Sa volonté de devenir soldat rencontre de la résistance autour de lui. Les violences laissent des traces dans une famille de réfugiés comme la sienne. « Ce ne fut pas une décision facile. Mes parents ne comprenaient pas mon choix avec tout ce qu’on avait vécu. Je me suis dit que le Canada avait une approche différente. C’est plutôt une logique de maintien de la paix. On ne va pas en guerre pour tuer comme ça se passait chez nous. Je voulais aider l’autre. »

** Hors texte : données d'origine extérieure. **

PR #175, opened 2019-01-09
xid: Port fixes made to xid.c to xid-sdl.c

mborgerson:
The recent fixes to xid.c (32bf810) didn't make it to xid-sdl.c. This
patch ports over those changes. In the future, the parts common to both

Basé à Valcartier, il participe régulièrement aux exercices à l’aéroport militaire de Bagotville. Sa première mission, au Koweït, aura été pour lui un moment fort. Il rappelle par contre que l’armée se déploie souvent aussi au Canada, lors d’inondations, de feux de forêt, et même parfois lors de pandémies. « Ma mission, personnellement, c’est de pouvoir rendre au pays d’accueil ce qu’il m’a donné. »

La diversité dans les forces

Les forces armées canadiennes tentent depuis plusieurs années d’augmenter la présence des différentes minorités dans leurs rangs. Une publication à ce sujet sur Twitter, montrant une réunion d’hommes blancs, a récemment soulevé des questions sur leur véritable nombre. Aucune statistique n’existe sur le nombre d’immigrants parmi les quelque 65 000 militaires canadiens, selon une porte-parole de l’armée.

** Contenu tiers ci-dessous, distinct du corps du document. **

Issue #119, opened 2018-10-05
Halo: Combat Evolved weapon scope does not work.


CYRiXplaysHalo:
NOTE: This is using the dev/halo branch by mborgerson.

When zooming in with a weapon, the screen goes black.

Xbox with pistol no scope.
![xbox_nozoom](https://user-images.githubusercontent.com/43896332/46564163-baa79680-c8d3-11e8-8a0f-469fc3750674.PNG)

Xbox with pistol scope.
![xbox_zoom](https://user-images.githubusercontent.com/43896332/46564164-baa79680-c8d3-11e8-957d-263038d1e16a.PNG)

xqemu with pistol no scope.
![xqemu_nozoom](https://user-images.githubusercontent.com/43896332/46564165-baa79680-c8d3-11e8-8a77-bfd988f0c16a.PNG)

xqemu with pistol scope. Screen goes black besides some HUD elements.
![xqemu_zoom](https://user-images.githubusercontent.com/43896332/46564166-bb402d00-c8d3-11e8-9623-8e316ca002bb.PNG)

PR #176, opened 2019-01-09
nv2a: Fix NV097_SET_VERTEX_DATA2S scaling

### LINKED ISSUE #165: NV097_SET_VERTEX_DATA2S should not scale values
Currently we are scaling vertex data values provided via `NV097_SET_VERTEX_DATA2S` incorrectly. Based on non-exhaustive testing from Halo:CE, these values are apparently passed as simple 16-bit integers (packed into a 32-bit value), which we should then convert to floats without scaling. The game uses this format for providing texture coordinates for several render-to-texture effects such as the radar beacon, weapon scope, and shadows, which are all resolved after removing the scaling.

Related:
* #32 
* #119

mborgerson:
Vertex attribute values provided via NV097_SET_VERTEX_DATA2S are
apparently two 16-bit signed integers, packed into 32 bits, which are
then to be directly mapped to floating point values in the range
[-32768.0, 32767.0].

Halo:CE uses this format to provide texture (u,v) coordinates for
render-to-texture techniques, including weapon scope, dynamic shadows,
and radar beacon--all of which are now working as expected with this
patch (*on branch [mborgerson:dev/halo](https://github.com/mborgerson/xqemu/tree/dev/halo), which allows for some additional 
unimplemented features which we will `assert` for on master branch*).

Fixes #165 
PartiallyFixes #119

### DIFF
--- a/hw/xbox/nv2a/nv2a_pgraph.c
+++ b/hw/xbox/nv2a/nv2a_pgraph.c
@@ -2169,15 +2169,10 @@ static void pgraph_method(NV2AState *d,
     case NV097_SET_VERTEX_DATA2S ...
             NV097_SET_VERTEX_DATA2S + 0x3c: {
         slot = (method - NV097_SET_VERTEX_DATA2S) / 4;
-        assert(false); /* FIXME: Untested! */
         VertexAttribute *attribute = &pg->vertex_attributes[slot];
         pgraph_allocate_inline_buffer_vertices(pg, slot);
-        /* FIXME: Is mapping to [-1,+1] correct? */
-        attribute->inline_value[0] = ((int16_t)(parameter & 0xFFFF) * 2.0 + 1)
-                                         / 65535.0;
-        attribute->inline_value[1] = ((int16_t)(parameter >> 16) * 2.0 + 1)
-                                         / 65535.0;
-        /* FIXME: Should these really be set to 0.0 and 1.0 ? Conditions? */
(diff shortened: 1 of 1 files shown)


JayFoxRox:
Thanks!

[Please document the behaviour in XboxDevWiki](http://xboxdevwiki.net/NV2A/Vertex_attributes#NV097_SET_VERTEX_DATA2S_..._NV097_SET_VERTEX_DATA2S_.2B_0x3c), ideally with comparisons to [similar OpenGL 1.x/2.x features like `glVertex2s`](https://www.khronos.org/registry/OpenGL-Refpages/gl2.1/xhtml/glVertex.xml).
If you aren't sure about the exact range ([-32768.0, 32767.0] vs [-32767.5, 32767.5] etc.) you should add an citation-needed tag or FIXME tag with a note.

Also, are you sure this fixes #119? I believe when I looked at the code, I concluded it was the error I described in my comment, because the sampler is all 0 - the address change might help, but I don't think it's enough to fix the problem.

I'll test later, in particular that Halo issue (but also some other games affected by this).

PatrickvL:
Shouldn't this apply to `NV097_SET_VERTEX_DATA4S_M` as well?

mborgerson:
> Shouldn't this apply to `NV097_SET_VERTEX_DATA4S_M` as well?

Yes probably, I've mentioned it before. But I decided to leave it for a follow up PR. You're welcome to fix it and verify @PatrickvL!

Le caporal Sayumwe affirme pourtant que les néo-Canadiens sont plus présents qu’on peut le penser parmi les militaires. « Il y en a beaucoup, j’en ai rencontré beaucoup. Que ce soit ici, au Québec, ou en Ontario, et de différents horizons. Que ce soit des officiers, des militaires de rang, il y en a partout. Il y en a qui ont connu pire que moi. » Toute la chaîne de commandement a intérêt à faire une place aux Canadiens de différents horizons, souligne-t-il. « Le militaire, quand il est bien dans sa peau, il accomplit bien sa mission. »

Il mentionne que la nomination d’Harjit Sajjan, lui-même né hors du Canada, au ministère de la Défense n’aura pas changé son quotidien, mais en aura « encouragé » d’autres comme lui à envisager une carrière militaire. « C’est un symbole très fort. Ça envoie le message que, dans l’ensemble, au Canada, il y a une pensée en tout cas pour le vivre-ensemble. »

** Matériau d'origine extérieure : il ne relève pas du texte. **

Issue #155, opened 2018-12-26
DSP interpreter is slow


JayFoxRox:
As already mentioned in #151, we should be able to run 106k cycles per APU frame (0.666...ms).

I've created a branch to measure the performance: https://github.com/JayFoxRox/xqemu/pull/22

Running 40000 GP DSP cycles, I get the following (Intel(R) Core(TM) i5-3210M CPU @ 2.50GHz):

**During boot animation (EP is disabled, and GP uses custom code to handle everything):**

```
1 frames: 6287446 ns elapsed (47 ns dryrun, 6287446 ns per frame [3.976193% realtime]), -6037445 ns of budget left
1 frames: 7076872 ns elapsed (44 ns dryrun, 7076872 ns per frame [3.532648% realtime]), -6826871 ns of budget left
1 frames: 6119711 ns elapsed (70 ns dryrun, 6119711 ns per frame [4.085177% realtime]), -5869710 ns of budget left
1 frames: 6037012 ns elapsed (54 ns dryrun, 6037012 ns per frame [4.141138% realtime]), -5787011 ns of budget left
```

**During XDK dashboard (Some work handled by EP, so GP is less busy; running code depends on running sound effects):**

```
1 frames: 6677766 ns elapsed (78 ns dryrun, 6677766 ns per frame [3.743782% realtime]), -6427765 ns of budget left
1 frames: 5734665 ns elapsed (45 ns dryrun, 5734665 ns per frame [4.359470% realtime]), -5484664 ns of budget left
1 frames: 5918075 ns elapsed (48 ns dryrun, 5918075 ns per frame [4.224363% realtime]), -5668074 ns of budget left
1 frames: 6522690 ns elapsed (81 ns dryrun, 6522690 ns per frame [3.832790% realtime]), -6272689 ns of budget left
```

---

The above suggests, that we run only at about ~4% of the expected speed (equivalent to 6.4MHz instead of 160MHz).
40000 cycles appears to be the minimum we should be able to handle, and that'd equate to about 60MHz, so we are still only reaching a bit more than 10% of the speed.

Someone has to profile where we waste our time in `dsp_run` (@mborgerson maybe?). The branch I've linked above should help, because you can arbitrarily raise the number of frames, so more time is spent in the DSP code.

[...]

PR #179, opened 2019-01-15
dsp: Add lookup table for lookup_opcode function

0DaveX:
implements a low hanging fruit from #155 regarding lookup_opcode() performance.

A lookup table is quite fast and since usually only a few different opcodes are being executed on the dsp a lot of cache hits are to be expected.

### DIFF
--- a/hw/xbox/dsp/dsp_cpu.c
+++ b/hw/xbox/dsp/dsp_cpu.c
@@ -159,6 +159,11 @@ static bool match_MMMRRR(uint32_t op)
     return true;
 }
 
+static OpcodeEntry* search_opcode(uint32_t op);
+
+/*nonparallel opcodes only occupy the lower 20bits*/
+OpcodeEntry *OpcodeEntryArray[0xFFFFF+1];
+
 static const OpcodeEntry nonparallel_opcodes[] = {
     { "0000000101iiiiii1000d000", "add #xx, D", dis_add_imm, emu_add_imm },
     { "00000001010000001100d000", "add #xxxx, D", dis_add_long, emu_add_long },
@@ -378,6 +383,10 @@ void dsp56k_reset_cpu(dsp_core_t* dsp)
             nonparallel_matches[i][0] = mask;
             nonparallel_matches[i][1] = match;
         }
+
+        for(i=0; i < ARRAYSIZE(OpcodeEntryArray); i++) {
+            OpcodeEntryArray[i] = search_opcode(i);
+        }
     }
 
     /* Memory */
@@ -420,21 +429,28 @@ void dsp56k_reset_cpu(dsp_core_t* dsp)
     dsp->disasm_prev_inst_pc = 0xFFFFFFFF;
 }
 
-static OpcodeEntry lookup_opcode(uint32_t op) {
-    OpcodeEntry r = {0};
+static OpcodeEntry* search_opcode(uint32_t op)
+{
+    OpcodeEntry* r;
     int i;
     for (i=0; i<ARRAYSIZE(nonparallel_opcodes); i++) {
         if ((op & nonparallel_matches[i][0]) == nonparallel_matches[i][1]) {
             if (nonparallel_opcodes[i].match_func 
                 && !nonparallel_opcodes[i].match_func(op)) continue;
-            if (r.template != NULL) {
-                printf("qqq %x %s\n", op, r.template);
+            if (r->template != NULL) {
+                //printf("qqq %x %s\n", op, r.template);
             }
-            assert(r.template == NULL);
-            r = nonparallel_opcodes[i];
+            //assert(r.template == NULL);
+            r = &nonparallel_opcodes[i];
         }
     }
     return r;
+}
+
+static inline OpcodeEntry* lookup_opcode(uint32_t op)
+{
+    assert(op < ARRAYSIZE(OpcodeEntryArray));
+    return OpcodeEntryArray[op];
 }
 
 static uint16_t disasm_instruction(dsp_core_t* dsp, dsp_trace_disasm_t mode)
@@ -459,12 +475,12 @@ static uint16_t disasm_instruction(dsp_core_t* dsp, dsp_trace_disasm_t mode)
     dsp->disasm_parallelmove_name[0] = 0;
 
     if (dsp->disasm_cur_inst < 0x100000) {
-        const OpcodeEntry op = lookup_opcode(dsp->disasm_cur_inst);
-        if (op.template) {
-            if (op.dis_func) {
-                op.dis_func(dsp);
+        OpcodeEntry* op = lookup_opcode(dsp->disasm_cur_inst);
+        if (op->template) {
+            if (op->dis_func) {
+                op->dis_func(dsp);
             } else {
-                sprintf(dsp->disasm_str_instr, "%s", op.name);
+                sprintf(dsp->disasm_str_instr, "%s", op->name);
             }
         } else {
             dis_undefined(dsp);
@@ -659,11 +675,11 @@ void dsp56k_execute_instruction(dsp_core_t* dsp)
     }
             
     if (dsp->cur_inst < 0x100000) {
-        const OpcodeEntry op = lookup_opcode(dsp->cur_inst);
-        if (op.emu_func) {
-            op.emu_func(dsp);
+        OpcodeEntry* op = lookup_opcode(dsp->cur_inst);
+        if (op->emu_func) {
+            op->emu_func(dsp);
         } else {
-            printf("%x - %s\n", dsp->cur_inst, op.name);
+            printf("%x - %s\n", dsp->cur_inst, op->name);
             emu_undefined(dsp);
         }
     } else {


Ernegien:
A 1,048,575 element array of OpcodeEntry objects is surely not what they meant by lookup table; perhaps a basic map or smaller lookup tables broken down into instructions and arguments would be better suited here?

hw/xbox/dsp/dsp_cpu.c
```diff
@@ -420,23 +431,29 @@ void dsp56k_reset_cpu(dsp_core_t* dsp)
...
     for (i=0; i<ARRAYSIZE(nonparallel_opcodes); i++) {
         if ((op & nonparallel_matches[i][0]) == nonparallel_matches[i][1]) {
             if (nonparallel_opcodes[i].match_func 
                 && !nonparallel_opcodes[i].match_func(op)) continue;
             if (r.template != NULL) {
-                printf("qqq %x %s\n", op, r.template);
+                //printf("qqq %x %s\n", op, r.template);
             }
-            assert(r.template == NULL);
+            //assert(r.template == NULL);
```
JayFoxRox: The way these are disabled is bad.

Also we still want to capture these cases, so you should return some meta-instruction handler which can `printf` and `assert` if necessary.

hw/xbox/dsp/dsp_cpu.c
```diff
@@ -420,23 +431,29 @@ void dsp56k_reset_cpu(dsp_core_t* dsp)
...
             r = nonparallel_opcodes[i];
         }
     }
     return r;
 }
 
+static OpcodeEntry lookup_opcode(uint32_t op)
+{
+    return OpcodeEntryArray[op];
+}
```
JayFoxRox: With the changed design it might not be necessary to have this as part of a function, so it could be inline probably?

hw/xbox/dsp/dsp_cpu.c
```diff
@@ -159,6 +159,10 @@ static bool match_MMMRRR(uint32_t op)
     return true;
 }
 
+static OpcodeEntry lookup_opcode_manually(uint32_t op);
+OpcodeEntry OpcodeEntryArray[1048575];
```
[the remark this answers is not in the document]
0DaveX: do you mean 0xFFFFF?
0xFFFFF /  1048575 was used on purpose since the first 4 bit of an opcode seem to be always 0.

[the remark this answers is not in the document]
0DaveX: Thanks, took care

hw/xbox/dsp/dsp_cpu.c
```diff
@@ -159,6 +159,10 @@ static bool match_MMMRRR(uint32_t op)
...
+static bool OpcodeEntryArray_initialised;
```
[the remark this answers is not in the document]
0DaveX: dsp_cpu reset is called relatively often so it does make sense to do this only once.
agree re `matches_initialised` - but what would be a good generic name?

`dsp_data_initialised?`

hw/xbox/dsp/dsp_cpu.c
```diff
@@ -380,6 +384,13 @@ void dsp56k_reset_cpu(dsp_core_t* dsp)
         }
     }
 
+    if(!OpcodeEntryArray_initialised) {
+        OpcodeEntryArray_initialised = true;
+        for(int i=0; i < 1048575; i++) {
```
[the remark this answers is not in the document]
0DaveX: Thanks done

hw/xbox/dsp/dsp_cpu.c
```diff
@@ -420,23 +431,29 @@ void dsp56k_reset_cpu(dsp_core_t* dsp)
     dsp->disasm_prev_inst_pc = 0xFFFFFFFF;
 }
 
-static OpcodeEntry lookup_opcode(uint32_t op) {
+static OpcodeEntry lookup_opcode_manually(uint32_t op)
```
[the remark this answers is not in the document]
0DaveX: is `opcode_identify` good?

hw/xbox/dsp/dsp_cpu.c
0DaveX: could this be done in a ifdef debug like manner?

hw/xbox/dsp/dsp_cpu.c
0DaveX: Yeah :thumbsup:

0DaveX:
> A 1,048,575 element array of OpcodeEntry objects is surely not what they meant by lookup table; perhaps a basic map or smaller lookup tables broken down into instructions and arguments would be better suited here?

Well I came up with the lookup table :P
But yeah 1,048,575 elements and an array size of 8MB seem to shy away people.
But imo 8mb is not that much and an acceptable overhead wich in turn leads to good performance (in the lookup function)
smaller lookup tables or even some sort of a  map would require more logic and will be slower.

0DaveX:
> I agree with @Ernegien. I think we even talked about this on Discord: the simplest form of a table (on 64-bit systems, with 64-bit pointers) is 1048575 * 8 bytes = 8 MegaBytes. This implementation uses a structure which is 5 pointers long, so this is around 40 MegaBytes. We also have 2 DSPs in the Xbox, so your code consumes 80 MegaBytes of memory: more RAM than the original Xbox had in total.
> 
> Critically, this isn't very good for cache performance (and we talked about this on Discord, [with this being linked](https://gist.github.com/jboner/2841832)).
> 
> @Ernegien gave a good suggestion in splitting one table into multiple small tables. This is an okay solution while we still have a complicated interpreter loop (which does many housekeeping tasks, aside from actually running instructions = lookup is slow, but not the major bottleneck).
> However, ideally we simply wouldn't do the lookup (and not even the entire interpreter loop) for each single instruction (even in loops where the same lookup is repeated).
> 
> Therefore, a much better style of "lookup"-table, is a second DSP memory array which mirrors the program-word array. Whenever the program-word array would be changed, we'd update this shadow-copy with a new pointer to the instruction handler. One could also group some other parts of the instruction decoder main-loop in such handlers on critical points (like in branches or instructions which pause, but not in hot-code). It could even be considered as a first step towards a JIT (decoupling decoding and running, possibly establishing basic-blocks).
> 
> Alternatively, we could even use TCG to generate this shadow instruction stream (with each instruction handler being like the existing TCG-helpers). This would be a direct step towards a JIT. However, I'm not experienced with TCG, so there might be problems which prevent this.
> 
> With this said, I'm doubtful about this getting merged. I'm still going to review the code (so you can learn from mistakes, and we _could_ theoretically merge this).

First: Thanks for the reviews! So I can learn and defend the rp.

The lookup table array was updated now to only use 8mb and store pointers to OpcodeEntries.

>"We have to DSPs"< a

they still use the same static lookup table don't they?

> Critically, this isn't very good for cache performance

I may be wrong here but I'dont agree.
As stated usually only a few different opcodes are used (~200)
The whole array doesn't have to fit into cpu cache - just the portions of the array we use often.
And since these portions are only a few it easily fits into L1/2 cache.
e.g. 200 cachelines used is not much imo.

I did measure <10ns mean for lookup_opcode() calls - and don't think other solutions will be faster - but I'd be glad if the measurements would proof me wrong.

hw/xbox/dsp/dsp_cpu.c
```diff
@@ -420,23 +431,29 @@ void dsp56k_reset_cpu(dsp_core_t* dsp)
     dsp->disasm_prev_inst_pc = 0xFFFFFFFF;
 }
 
-static OpcodeEntry lookup_opcode(uint32_t op) {
-    OpcodeEntry r = {0};
+static OpcodeEntry* opcode_identify(uint32_t op)
```
JayFoxRox: The existing naming scheme is `activity_object` so `identify_opcode`.

The name is fine. Personally, I prefer exposing *some* inner workings in the name to warn users about characteristics.
`identify_opcode` sounds like magical instant-return oracle (choice of implementation might allow this: like the array lookup wrapper you have created).
`search_opcode` sounds like it will take a while (and is literally what this does, we have no implementation choice to avoid searching).

hw/xbox/dsp/dsp_cpu.c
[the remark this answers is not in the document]
0DaveX: alright :white_check_mark:

hw/xbox/dsp/dsp_cpu.c
0DaveX: oky, changed it to `search_opcode`

hw/xbox/dsp/dsp_cpu.c
```diff
@@ -159,6 +159,10 @@ static bool match_MMMRRR(uint32_t op)
     return true;
 }
 
+static OpcodeEntry* opcode_identify(uint32_t op);
+OpcodeEntry *OpcodeEntryArray[0xFFFFF];
```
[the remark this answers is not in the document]
0DaveX: thanks

hw/xbox/dsp/dsp_cpu.c
0DaveX: :+1:  done

hw/xbox/dsp/dsp_cpu.c
```diff
@@ -159,6 +159,9 @@ static bool match_MMMRRR(uint32_t op)
     return true;
 }
 
+static OpcodeEntry* search_opcode(uint32_t op);
+OpcodeEntry *OpcodeEntryArray[0xFFFFF+1]; //for the lower 20bits of the opcodes
```
JayFoxRox: The interesting comment would be: *why* only the lower 20 bits?

hw/xbox/dsp/dsp_cpu.c
```diff
@@ -420,23 +427,30 @@ void dsp56k_reset_cpu(dsp_core_t* dsp)
...
+            //assert(r.template == NULL);
+            r = &nonparallel_opcodes[i];
         }
     }
     return r;
 }
 
+static inline OpcodeEntry* lookup_opcode(uint32_t op)
+{
+    assert(op <= ARRAYSIZE(OpcodeEntryArray));
```
JayFoxRox: Off-by-one again.

0DaveX: thx, fixed

hw/xbox/dsp/dsp_cpu.c
0DaveX: alright 
hope this is better: `/*nonparallel opcodes only occupy the lower 20bits*/
	`

hw/xbox/dsp/dsp_cpu.c
```diff
@@ -420,23 +429,30 @@ void dsp56k_reset_cpu(dsp_core_t* dsp)
...
+{
+    OpcodeEntry* r;
     int i;
     for (i=0; i<ARRAYSIZE(nonparallel_opcodes); i++) {
         if ((op & nonparallel_matches[i][0]) == nonparallel_matches[i][1]) {
             if (nonparallel_opcodes[i].match_func 
                 && !nonparallel_opcodes[i].match_func(op)) continue;
-            if (r.template != NULL) {
-                printf("qqq %x %s\n", op, r.template);
+            if (r->template != NULL) {
```
JayFoxRox: Did you try running this code?

`r` is not initialized at this point (should be `r = NULL`).

If you change from the object, which was `{0}` initialized, to pointers, then you have to do a different check here: `(r != NULL) && (r->template != NULL)` to make sure that no other opcode was found yet (which seems to be the idea behind this print), and to make sure it has a template.

You , as you have `assert(r->template == NULL)`

hw/xbox/dsp/dsp_cpu.c
JayFoxRox: Making assumptions about the idea behind these, you can keep them here (but enable them).

This check must also be for `(r != NULL) && (r.template == NULL)`, otherwise `r` might be unset.

As the printf is closely related to this, I suggest moving the `r != NULL` check into a separate condition to handle this debug stuff, maybe even both of them and an ugly `assert(false)`.

---

If all `OpcodeEntry`s have a template set (I'd assume so), you can reduce these checks to `r == NULL` / `r != NULL`.

In that case, `r.template == NULL` would have been a check if `r` was ever modified after zero-intialization (or: if the loop found more than one result). For pointers this just translates to `r == NULL`
Similar for the `printf` before: the assumption is that if `r.template != NULL` then there was a duplicate, so it should be printed, so it can be debugged.

hw/xbox/dsp/dsp_cpu.c
```diff
@@ -159,6 +159,11 @@ static bool match_MMMRRR(uint32_t op)
     return true;
 }
 
+static OpcodeEntry* search_opcode(uint32_t op);
+
+/*nonparallel opcodes only occupy the lower 20bits*/
+OpcodeEntry *OpcodeEntryArray[0xFFFFF+1];
```
PatrickvL: Given how `OpcodeEntryArray` is used, and the other symbol names, it might be clearer to call it `nonparallel_opcode_lookup_array`.

hw/xbox/dsp/dsp_cpu.c
```diff
@@ -420,23 +429,30 @@ void dsp56k_reset_cpu(dsp_core_t* dsp)
     dsp->disasm_prev_inst_pc = 0xFFFFFFFF;
 }
 
-static OpcodeEntry lookup_opcode(uint32_t op) {
-    OpcodeEntry r = {0};
+static OpcodeEntry* search_opcode(uint32_t op)
+{
+    OpcodeEntry* r;
```
PatrickvL: In addition to what @JayFoxRox wrote, initialize `r` (like this: `OpcodeEntry* r = NULL;`) to avoid corruption due to potential garbage data.

mborgerson:
This PR has been open for a couple of weeks now without any movement. Though intentions are good, I think the specific approach used here will cause further performance regression, opposite of the goal. I'm going to close this for now until we can come back with a better approach that can demonstrably achieve the goals of #155.

JayFoxRox:
To be fair: it wasn't open that long, and @0DaveX kept improving the implementation quickly in the first few hours. However, it also didn't see updates or feedback in the past week, with no information where it's heading, so closing it was the right choice.

I also still agree with @mborgerson that the approach wasn't the best, and if it's ever improved (design-wise) a new PR can be sent.

0DaveX:
> This PR has been open for a couple of weeks now without any movement. Though intentions are good, I think the specific approach used here will cause further performance regression, opposite of the goal. I'm going to close this for now until we can come back with a better approach that can demonstrably achieve the goals of #155.

@mborgerson I can't see this PR to cause "performance regression". But I'd be interested in possible causes. This **did** improve performance.

You wrote in xbox-dev discord (2019.01.08)
`rough profiling suggests lookup_opcode is indeed very slow`
[discord message](https://discordapp.com/channels/428359196719972353/428359372842991616/532304366317862932)

gperf with pr:
https://hastebin.com/ewizowigad.sql

without my pr:
https://hastebin.com/adamugadap.sql

the worst offender was pretty much eliminated i guess?

RE: lack of activity
it's true I didn't post/pushed anything here for 12 days.
But that was because I couldn't yet fix a presumed bug in the original opcode matching code.

@JayFoxRox wrote: 

> The way these are disabled is bad.
>Also we still want to capture these cases
RE: https://github.com/0DaveX/xqemu/blob/8ae762526d1d5611b9660336d51ceaac657f4655/hw/xbox/dsp/dsp_cpu.c#L443

That imho extended the scope of this PR 
in the current code it looks like some opcodes are not identified correctly.
e.g.
`opcode = 0xA7080 == 10100111000010000000
{ "0000101001MMMRRR1S00bbbb", "jclr #n, [X or Y]:ea, xxxx", dis_jclr_ea, emu_jclr_ea, match_MMMRRR },
{ "0000101001110RRR1WDDDDDD", "move X:(Rn + xxxx) <-> R", dis_move_x_long, emu_move_x_long },
` 
(opcode "identified" as the both above)
I couldn't fix this "soon enough" but also didn't communicate it here, wich was probably a mistake.
(Didn't expect it to be closed right away tho)

I don't see any reasons for "performance regressions" and did see improvements in the PRed code measuring with:
https://github.com/JayFoxRox/xqemu/commit/59b6d71f202cfd76c576f7ef0aa924161e5f0475

So I'm surprised by this decision without discussion.

mborgerson:
@0DaveX: Thank you for taking the time to profile your changes! Coming with hard results to a PR is always good. As you've pointed out, I did mention this function specifically and your data shows that it does take a lot of time.

It's true, you've reduced the lookup time from it's original *abysmal* full-array lookup to a constant time lookup, according to your profiling data from 60% down to 1.6% (well done!). But this was done at the cost of an 8 MiB array of pointers (as @Ernegien pointed out) for a relatively simple operation.

My hunch is that this can be done better, and without such a relatively high memory overhead. Do you think it's possible to reduce this array to smaller subset? What about the mirror lookup table approach suggested by @JayFoxRox above that lets us create a jump table--getting us closer to a JiT approach?

As always, PRs are open to discussion, even after closing. Thank you for contributing!

0DaveX:
@mborgerson Thanks for the reply!
alright the 8MiB extra memory usage are considered too much. (for this simple function)
And obviously I agree that other optimizations/ design changes will help much more and "getting us closer to a JiT" will be necessary to solve #155.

Quant à la question du racisme, le caporal Sayumwe répond par la négative. L’esprit de corps obligatoire dans les forces armées l’emporte sur les relents d’intolérance à son avis. « Y a-t-il des manquements ? Je ne saurais pas le dire, car je n’ai pas été témoin de ça. »

Le caporal Sayumwe ne renie pas ses origines, mais assure que sa loyauté va à son nouveau pays. « Ce n’est pas mon pays qui m’a chassé, ce sont certains individus qui ont causé la guerre. Mais le Canada m’a accueilli. J’ai fait ma scolarité ici. J’ai fondé une famille. Il y a la paix. Je suis reconnaissant. Je suis fier de porter le drapeau sur mon uniforme. »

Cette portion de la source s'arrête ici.